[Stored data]
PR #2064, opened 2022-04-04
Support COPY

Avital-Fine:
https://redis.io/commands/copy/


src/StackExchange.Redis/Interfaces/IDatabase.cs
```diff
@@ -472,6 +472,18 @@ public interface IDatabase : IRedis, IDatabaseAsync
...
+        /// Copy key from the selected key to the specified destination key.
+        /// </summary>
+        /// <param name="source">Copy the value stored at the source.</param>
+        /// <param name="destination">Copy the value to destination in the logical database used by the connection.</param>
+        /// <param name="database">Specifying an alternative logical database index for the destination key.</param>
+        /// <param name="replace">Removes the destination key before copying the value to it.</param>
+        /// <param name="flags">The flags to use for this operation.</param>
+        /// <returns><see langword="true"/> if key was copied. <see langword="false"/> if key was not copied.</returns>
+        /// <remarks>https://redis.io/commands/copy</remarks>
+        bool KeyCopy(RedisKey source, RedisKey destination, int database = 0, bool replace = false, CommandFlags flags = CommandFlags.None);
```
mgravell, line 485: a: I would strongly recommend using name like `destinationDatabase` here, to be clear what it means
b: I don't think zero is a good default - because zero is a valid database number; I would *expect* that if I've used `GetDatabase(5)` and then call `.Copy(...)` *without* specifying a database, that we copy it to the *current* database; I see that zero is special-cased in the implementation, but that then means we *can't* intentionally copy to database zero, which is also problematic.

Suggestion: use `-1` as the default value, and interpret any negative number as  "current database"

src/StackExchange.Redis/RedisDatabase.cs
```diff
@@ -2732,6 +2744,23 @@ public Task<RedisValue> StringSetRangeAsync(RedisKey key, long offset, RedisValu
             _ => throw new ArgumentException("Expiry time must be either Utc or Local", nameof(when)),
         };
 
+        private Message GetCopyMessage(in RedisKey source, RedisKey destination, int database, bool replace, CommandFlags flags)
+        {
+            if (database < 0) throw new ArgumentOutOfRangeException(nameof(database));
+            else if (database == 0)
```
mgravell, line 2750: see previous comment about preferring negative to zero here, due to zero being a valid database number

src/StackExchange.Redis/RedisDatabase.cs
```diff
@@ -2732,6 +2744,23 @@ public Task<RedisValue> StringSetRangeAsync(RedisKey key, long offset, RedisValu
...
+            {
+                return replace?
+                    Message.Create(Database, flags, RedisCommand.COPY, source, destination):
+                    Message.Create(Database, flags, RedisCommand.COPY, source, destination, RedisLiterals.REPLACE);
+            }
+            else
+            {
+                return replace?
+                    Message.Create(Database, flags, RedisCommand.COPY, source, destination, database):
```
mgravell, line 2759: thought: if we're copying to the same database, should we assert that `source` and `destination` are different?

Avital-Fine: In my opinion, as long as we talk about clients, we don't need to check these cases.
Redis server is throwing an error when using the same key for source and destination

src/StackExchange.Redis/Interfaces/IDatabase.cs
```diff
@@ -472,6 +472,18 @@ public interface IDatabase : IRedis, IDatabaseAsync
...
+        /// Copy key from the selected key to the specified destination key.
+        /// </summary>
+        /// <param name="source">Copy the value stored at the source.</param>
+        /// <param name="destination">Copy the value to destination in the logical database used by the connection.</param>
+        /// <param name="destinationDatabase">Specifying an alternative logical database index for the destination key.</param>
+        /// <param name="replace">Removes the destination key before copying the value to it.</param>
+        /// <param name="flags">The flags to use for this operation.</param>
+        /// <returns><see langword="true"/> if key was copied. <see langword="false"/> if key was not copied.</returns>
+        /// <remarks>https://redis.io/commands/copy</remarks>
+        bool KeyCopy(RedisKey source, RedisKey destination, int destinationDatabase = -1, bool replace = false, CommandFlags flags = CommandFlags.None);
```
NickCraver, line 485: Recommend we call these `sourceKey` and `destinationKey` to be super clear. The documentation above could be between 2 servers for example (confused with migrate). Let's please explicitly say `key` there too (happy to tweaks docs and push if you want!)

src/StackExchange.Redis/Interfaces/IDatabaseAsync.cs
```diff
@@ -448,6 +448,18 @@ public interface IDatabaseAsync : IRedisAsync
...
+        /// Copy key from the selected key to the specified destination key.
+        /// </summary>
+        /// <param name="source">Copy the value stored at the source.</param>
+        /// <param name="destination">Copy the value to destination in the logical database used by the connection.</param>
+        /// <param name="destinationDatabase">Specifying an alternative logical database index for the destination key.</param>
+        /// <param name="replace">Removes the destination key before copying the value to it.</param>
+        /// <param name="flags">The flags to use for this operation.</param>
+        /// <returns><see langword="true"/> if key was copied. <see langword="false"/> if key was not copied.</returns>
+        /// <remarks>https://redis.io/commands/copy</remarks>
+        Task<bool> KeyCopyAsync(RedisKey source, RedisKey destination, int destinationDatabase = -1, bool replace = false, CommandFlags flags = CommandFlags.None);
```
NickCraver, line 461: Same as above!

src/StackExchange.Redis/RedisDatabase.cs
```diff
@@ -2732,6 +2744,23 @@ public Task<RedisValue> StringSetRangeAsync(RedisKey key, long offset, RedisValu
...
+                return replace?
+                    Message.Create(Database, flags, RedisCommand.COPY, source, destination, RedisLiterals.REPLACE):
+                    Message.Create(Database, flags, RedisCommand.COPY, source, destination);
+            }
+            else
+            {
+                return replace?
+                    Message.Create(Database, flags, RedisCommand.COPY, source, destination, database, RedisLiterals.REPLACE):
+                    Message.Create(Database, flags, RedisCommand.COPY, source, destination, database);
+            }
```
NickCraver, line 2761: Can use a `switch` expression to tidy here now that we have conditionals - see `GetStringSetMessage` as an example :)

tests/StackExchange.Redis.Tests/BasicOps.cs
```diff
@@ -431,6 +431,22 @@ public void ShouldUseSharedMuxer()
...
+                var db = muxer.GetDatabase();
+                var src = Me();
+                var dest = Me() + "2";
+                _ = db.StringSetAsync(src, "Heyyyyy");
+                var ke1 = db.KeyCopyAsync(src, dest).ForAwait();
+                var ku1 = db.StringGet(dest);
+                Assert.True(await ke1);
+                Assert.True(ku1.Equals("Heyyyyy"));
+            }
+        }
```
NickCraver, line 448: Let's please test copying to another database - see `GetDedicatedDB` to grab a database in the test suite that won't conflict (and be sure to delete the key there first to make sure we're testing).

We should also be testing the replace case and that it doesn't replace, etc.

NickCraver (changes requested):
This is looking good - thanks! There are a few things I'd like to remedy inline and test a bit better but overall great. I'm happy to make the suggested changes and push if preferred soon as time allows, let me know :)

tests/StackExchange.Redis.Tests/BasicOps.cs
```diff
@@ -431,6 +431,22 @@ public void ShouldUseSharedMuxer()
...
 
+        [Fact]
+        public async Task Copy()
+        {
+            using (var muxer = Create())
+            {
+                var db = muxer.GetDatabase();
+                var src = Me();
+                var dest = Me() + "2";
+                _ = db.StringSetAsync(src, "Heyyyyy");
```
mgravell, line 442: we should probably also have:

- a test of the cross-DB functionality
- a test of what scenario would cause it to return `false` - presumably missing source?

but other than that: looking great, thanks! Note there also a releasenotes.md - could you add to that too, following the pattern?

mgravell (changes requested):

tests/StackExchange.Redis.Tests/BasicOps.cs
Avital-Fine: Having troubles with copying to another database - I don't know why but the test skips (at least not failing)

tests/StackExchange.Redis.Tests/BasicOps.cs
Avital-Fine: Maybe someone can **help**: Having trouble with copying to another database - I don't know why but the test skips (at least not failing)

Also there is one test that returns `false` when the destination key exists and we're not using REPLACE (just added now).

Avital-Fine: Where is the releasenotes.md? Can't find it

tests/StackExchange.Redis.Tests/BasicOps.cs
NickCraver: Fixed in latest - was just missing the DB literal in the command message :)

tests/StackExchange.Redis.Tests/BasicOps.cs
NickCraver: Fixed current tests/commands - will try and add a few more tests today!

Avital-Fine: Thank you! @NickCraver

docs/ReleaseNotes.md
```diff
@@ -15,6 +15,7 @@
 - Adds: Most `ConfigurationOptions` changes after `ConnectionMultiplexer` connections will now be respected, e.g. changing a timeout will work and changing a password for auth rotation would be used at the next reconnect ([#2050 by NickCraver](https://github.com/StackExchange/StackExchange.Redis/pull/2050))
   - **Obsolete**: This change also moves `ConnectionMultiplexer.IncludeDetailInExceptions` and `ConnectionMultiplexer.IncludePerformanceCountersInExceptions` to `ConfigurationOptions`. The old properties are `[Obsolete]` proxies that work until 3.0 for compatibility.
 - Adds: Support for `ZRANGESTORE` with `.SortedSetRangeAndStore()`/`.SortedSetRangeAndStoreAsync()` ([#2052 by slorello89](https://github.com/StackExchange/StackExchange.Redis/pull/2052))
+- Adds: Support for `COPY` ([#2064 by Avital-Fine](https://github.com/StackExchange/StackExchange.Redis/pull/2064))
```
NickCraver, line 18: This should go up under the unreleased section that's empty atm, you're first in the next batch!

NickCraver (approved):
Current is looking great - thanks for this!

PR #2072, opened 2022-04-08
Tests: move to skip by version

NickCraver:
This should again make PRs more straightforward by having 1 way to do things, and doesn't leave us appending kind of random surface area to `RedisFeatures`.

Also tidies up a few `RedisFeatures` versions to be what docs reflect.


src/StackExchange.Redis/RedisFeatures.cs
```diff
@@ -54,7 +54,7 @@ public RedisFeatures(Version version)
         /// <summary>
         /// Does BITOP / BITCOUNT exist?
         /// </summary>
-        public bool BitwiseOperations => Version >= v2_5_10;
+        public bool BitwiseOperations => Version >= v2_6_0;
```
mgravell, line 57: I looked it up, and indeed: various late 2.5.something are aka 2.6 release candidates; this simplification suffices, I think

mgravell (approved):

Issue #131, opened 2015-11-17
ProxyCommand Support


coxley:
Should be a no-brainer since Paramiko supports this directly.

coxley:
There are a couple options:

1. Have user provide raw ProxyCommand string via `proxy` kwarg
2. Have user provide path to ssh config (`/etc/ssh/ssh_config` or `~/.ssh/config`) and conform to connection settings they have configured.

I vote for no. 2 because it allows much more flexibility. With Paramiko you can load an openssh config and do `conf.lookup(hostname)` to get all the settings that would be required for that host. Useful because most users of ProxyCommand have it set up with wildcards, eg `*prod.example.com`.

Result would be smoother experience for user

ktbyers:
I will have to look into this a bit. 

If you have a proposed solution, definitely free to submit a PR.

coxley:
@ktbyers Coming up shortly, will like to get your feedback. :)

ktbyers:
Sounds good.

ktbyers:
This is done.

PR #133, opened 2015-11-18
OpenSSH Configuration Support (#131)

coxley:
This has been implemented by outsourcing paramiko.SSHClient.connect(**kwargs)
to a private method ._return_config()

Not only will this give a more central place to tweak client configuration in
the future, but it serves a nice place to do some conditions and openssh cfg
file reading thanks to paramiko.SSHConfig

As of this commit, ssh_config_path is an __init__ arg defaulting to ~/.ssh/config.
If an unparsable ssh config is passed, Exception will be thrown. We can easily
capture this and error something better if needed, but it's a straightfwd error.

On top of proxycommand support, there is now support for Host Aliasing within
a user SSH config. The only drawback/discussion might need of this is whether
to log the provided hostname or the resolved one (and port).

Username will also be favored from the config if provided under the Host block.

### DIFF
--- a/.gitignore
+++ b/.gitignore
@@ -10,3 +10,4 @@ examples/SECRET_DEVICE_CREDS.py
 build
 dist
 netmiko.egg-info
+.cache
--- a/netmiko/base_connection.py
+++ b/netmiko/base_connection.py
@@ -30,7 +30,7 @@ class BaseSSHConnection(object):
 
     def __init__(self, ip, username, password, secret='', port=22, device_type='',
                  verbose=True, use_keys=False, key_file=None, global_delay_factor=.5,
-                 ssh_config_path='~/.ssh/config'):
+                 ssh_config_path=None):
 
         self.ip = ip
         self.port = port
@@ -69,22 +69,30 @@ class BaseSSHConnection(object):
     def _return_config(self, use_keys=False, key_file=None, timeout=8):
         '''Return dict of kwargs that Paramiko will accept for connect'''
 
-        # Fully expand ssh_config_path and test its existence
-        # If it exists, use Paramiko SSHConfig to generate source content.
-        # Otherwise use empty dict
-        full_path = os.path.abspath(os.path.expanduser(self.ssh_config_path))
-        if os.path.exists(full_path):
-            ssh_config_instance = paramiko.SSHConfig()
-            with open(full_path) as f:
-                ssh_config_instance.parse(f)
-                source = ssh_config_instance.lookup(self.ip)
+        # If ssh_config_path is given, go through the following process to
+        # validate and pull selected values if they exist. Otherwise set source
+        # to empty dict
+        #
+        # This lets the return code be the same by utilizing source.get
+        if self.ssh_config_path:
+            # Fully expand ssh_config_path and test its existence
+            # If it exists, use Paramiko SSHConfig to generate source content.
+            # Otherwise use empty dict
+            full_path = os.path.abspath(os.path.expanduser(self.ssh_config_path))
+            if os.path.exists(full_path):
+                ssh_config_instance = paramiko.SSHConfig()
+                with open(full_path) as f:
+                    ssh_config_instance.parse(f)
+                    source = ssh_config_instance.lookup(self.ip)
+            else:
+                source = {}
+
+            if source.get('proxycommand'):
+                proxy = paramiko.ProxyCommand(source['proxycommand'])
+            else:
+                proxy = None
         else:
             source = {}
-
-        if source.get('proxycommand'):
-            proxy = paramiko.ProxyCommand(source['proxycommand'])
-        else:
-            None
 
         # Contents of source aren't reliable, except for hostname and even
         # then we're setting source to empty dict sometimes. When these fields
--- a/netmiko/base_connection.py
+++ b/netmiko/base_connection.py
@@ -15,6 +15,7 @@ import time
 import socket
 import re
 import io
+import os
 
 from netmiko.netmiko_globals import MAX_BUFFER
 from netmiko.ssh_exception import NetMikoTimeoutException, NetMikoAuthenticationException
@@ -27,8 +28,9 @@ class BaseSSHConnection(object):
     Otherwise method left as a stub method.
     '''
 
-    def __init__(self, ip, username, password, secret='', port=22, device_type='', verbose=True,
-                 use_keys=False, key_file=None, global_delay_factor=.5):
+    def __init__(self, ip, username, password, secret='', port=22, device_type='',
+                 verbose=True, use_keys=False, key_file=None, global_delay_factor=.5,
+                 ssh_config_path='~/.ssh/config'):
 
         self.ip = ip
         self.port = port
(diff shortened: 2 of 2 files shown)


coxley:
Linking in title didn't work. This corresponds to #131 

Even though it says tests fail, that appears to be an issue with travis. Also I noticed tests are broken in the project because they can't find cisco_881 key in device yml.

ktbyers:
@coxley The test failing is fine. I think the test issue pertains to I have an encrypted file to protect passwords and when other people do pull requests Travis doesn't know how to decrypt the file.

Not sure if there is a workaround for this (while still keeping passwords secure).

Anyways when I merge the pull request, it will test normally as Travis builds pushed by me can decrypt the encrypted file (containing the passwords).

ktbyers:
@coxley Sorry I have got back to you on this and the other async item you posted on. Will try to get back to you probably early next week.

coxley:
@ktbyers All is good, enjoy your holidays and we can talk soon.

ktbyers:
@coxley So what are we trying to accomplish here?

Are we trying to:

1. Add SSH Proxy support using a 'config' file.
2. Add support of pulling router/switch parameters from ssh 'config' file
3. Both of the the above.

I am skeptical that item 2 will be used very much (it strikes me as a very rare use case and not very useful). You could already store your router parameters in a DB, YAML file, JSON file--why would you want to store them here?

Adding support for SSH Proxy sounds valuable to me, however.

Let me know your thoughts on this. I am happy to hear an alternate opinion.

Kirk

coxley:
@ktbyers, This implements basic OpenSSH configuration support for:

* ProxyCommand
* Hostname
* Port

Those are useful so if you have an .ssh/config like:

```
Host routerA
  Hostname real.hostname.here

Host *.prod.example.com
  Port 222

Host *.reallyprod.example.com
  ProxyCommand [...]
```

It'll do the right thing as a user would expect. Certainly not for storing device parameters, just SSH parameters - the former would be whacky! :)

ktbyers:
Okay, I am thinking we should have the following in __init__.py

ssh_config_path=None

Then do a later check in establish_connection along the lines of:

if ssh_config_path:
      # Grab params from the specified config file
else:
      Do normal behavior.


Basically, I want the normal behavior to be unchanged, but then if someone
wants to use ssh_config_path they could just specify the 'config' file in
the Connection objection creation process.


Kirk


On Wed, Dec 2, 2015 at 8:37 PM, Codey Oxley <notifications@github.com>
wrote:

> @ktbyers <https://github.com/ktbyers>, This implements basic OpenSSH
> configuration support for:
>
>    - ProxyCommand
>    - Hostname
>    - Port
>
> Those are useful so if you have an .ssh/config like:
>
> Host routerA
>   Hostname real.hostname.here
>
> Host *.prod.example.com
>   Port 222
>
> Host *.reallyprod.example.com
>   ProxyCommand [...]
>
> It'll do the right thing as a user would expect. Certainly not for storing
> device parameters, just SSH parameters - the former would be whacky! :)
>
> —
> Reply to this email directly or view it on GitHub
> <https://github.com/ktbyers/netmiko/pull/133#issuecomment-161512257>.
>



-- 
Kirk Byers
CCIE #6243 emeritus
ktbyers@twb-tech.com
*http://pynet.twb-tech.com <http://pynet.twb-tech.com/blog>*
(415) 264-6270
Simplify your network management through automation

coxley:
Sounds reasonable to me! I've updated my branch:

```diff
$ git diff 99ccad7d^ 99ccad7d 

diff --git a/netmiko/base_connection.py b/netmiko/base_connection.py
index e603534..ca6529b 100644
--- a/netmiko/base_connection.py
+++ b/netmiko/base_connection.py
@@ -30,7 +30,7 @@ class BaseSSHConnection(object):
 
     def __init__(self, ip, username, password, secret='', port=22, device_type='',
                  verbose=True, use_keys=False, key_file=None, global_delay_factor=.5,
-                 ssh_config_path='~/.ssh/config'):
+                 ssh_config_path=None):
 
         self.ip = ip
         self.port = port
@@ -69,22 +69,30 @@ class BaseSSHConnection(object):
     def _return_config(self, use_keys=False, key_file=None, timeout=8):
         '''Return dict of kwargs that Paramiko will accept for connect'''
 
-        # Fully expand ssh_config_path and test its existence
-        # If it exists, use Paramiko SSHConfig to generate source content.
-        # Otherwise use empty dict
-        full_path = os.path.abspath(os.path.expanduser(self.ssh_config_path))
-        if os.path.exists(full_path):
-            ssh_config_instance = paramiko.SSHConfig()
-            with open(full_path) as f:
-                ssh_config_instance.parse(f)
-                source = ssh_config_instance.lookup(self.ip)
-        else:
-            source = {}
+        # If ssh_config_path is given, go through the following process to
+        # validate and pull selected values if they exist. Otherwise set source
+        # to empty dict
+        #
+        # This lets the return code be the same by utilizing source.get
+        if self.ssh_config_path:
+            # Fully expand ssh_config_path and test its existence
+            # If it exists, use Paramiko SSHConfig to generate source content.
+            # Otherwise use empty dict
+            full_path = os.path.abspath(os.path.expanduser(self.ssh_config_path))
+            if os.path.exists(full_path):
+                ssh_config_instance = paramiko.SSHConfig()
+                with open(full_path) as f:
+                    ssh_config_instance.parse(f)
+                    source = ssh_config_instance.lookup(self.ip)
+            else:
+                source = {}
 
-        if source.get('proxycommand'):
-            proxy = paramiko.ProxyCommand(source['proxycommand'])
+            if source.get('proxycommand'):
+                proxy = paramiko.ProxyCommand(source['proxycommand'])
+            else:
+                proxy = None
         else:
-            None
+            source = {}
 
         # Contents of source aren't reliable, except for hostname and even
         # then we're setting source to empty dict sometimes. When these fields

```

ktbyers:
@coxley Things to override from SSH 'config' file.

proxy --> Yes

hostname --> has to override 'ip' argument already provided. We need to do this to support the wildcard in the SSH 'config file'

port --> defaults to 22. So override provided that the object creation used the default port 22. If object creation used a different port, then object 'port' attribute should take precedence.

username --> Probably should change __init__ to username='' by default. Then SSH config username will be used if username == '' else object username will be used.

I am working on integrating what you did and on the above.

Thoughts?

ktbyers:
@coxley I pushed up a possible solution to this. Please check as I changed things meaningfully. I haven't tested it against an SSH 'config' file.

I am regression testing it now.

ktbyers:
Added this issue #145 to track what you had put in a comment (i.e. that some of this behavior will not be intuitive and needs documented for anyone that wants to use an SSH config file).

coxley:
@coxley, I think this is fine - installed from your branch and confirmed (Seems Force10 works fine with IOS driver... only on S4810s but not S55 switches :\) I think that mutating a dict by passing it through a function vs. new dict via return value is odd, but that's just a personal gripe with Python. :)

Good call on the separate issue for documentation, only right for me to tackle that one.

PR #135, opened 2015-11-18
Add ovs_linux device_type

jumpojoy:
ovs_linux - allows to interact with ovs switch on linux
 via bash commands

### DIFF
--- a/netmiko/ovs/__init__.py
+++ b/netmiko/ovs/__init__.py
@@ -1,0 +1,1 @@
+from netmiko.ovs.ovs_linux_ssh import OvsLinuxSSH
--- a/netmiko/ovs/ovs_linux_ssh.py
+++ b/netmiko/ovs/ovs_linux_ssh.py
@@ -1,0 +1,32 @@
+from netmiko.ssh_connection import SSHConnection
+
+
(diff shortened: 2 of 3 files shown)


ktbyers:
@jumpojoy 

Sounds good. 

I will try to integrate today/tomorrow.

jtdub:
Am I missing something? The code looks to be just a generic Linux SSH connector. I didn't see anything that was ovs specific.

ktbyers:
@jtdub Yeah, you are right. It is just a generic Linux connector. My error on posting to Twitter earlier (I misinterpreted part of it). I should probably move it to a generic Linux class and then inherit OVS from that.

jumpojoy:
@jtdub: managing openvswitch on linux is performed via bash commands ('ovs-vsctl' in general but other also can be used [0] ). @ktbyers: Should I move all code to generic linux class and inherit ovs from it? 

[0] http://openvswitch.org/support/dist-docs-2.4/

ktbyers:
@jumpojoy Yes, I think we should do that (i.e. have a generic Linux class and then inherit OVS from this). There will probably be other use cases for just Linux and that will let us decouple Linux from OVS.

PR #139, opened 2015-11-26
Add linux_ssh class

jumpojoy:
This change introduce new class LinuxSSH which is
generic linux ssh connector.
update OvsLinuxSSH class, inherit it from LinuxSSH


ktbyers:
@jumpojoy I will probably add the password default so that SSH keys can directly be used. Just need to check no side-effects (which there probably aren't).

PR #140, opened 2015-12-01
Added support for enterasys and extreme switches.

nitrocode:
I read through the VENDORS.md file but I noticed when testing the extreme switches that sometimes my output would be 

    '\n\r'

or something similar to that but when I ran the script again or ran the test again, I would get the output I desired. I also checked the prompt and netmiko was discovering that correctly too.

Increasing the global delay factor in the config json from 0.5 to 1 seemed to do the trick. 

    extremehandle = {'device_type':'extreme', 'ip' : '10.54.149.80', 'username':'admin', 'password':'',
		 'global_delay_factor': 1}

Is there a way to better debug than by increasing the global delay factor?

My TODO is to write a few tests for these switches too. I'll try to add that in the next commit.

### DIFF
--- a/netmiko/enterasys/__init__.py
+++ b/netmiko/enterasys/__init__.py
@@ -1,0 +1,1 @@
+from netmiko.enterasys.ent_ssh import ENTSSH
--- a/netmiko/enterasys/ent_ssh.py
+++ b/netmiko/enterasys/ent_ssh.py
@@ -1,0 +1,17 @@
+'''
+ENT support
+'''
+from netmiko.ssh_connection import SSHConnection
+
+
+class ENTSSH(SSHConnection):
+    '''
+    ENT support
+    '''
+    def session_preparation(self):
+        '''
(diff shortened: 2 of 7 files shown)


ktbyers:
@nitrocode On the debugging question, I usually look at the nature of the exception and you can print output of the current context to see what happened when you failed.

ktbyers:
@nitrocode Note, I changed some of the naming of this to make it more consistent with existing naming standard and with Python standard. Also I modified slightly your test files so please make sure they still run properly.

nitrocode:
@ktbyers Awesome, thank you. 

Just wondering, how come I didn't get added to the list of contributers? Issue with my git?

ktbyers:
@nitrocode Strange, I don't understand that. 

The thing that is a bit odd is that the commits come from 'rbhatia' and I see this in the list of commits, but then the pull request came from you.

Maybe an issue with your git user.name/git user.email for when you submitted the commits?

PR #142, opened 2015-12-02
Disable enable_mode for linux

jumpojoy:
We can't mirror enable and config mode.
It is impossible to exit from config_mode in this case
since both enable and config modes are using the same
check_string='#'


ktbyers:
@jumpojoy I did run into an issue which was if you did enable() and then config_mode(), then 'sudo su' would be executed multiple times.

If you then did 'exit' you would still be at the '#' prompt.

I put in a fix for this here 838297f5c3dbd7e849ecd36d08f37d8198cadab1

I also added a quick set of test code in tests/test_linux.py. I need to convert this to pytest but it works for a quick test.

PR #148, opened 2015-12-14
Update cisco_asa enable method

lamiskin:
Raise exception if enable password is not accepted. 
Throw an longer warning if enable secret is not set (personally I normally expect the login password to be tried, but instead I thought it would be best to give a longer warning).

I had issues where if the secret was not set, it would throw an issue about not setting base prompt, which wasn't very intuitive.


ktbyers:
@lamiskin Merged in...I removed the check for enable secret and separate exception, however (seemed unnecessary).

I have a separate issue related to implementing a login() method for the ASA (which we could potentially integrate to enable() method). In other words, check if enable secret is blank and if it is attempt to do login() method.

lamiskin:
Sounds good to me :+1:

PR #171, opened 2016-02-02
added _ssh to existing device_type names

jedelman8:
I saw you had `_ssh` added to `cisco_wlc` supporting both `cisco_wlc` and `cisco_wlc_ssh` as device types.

• _WORK TO COMPLETE_: Search the records for the word "missing", then list every line that has it.

• _OUTPUT OF THE TASK_:
- a test of what scenario would cause it to return `false` - presumably missing source?
NickCraver: Fixed in latest - was just missing the DB literal in the command message :)
Am I missing something? The code looks to be just a generic Linux SSH connector. I didn't see anything that was ovs specific.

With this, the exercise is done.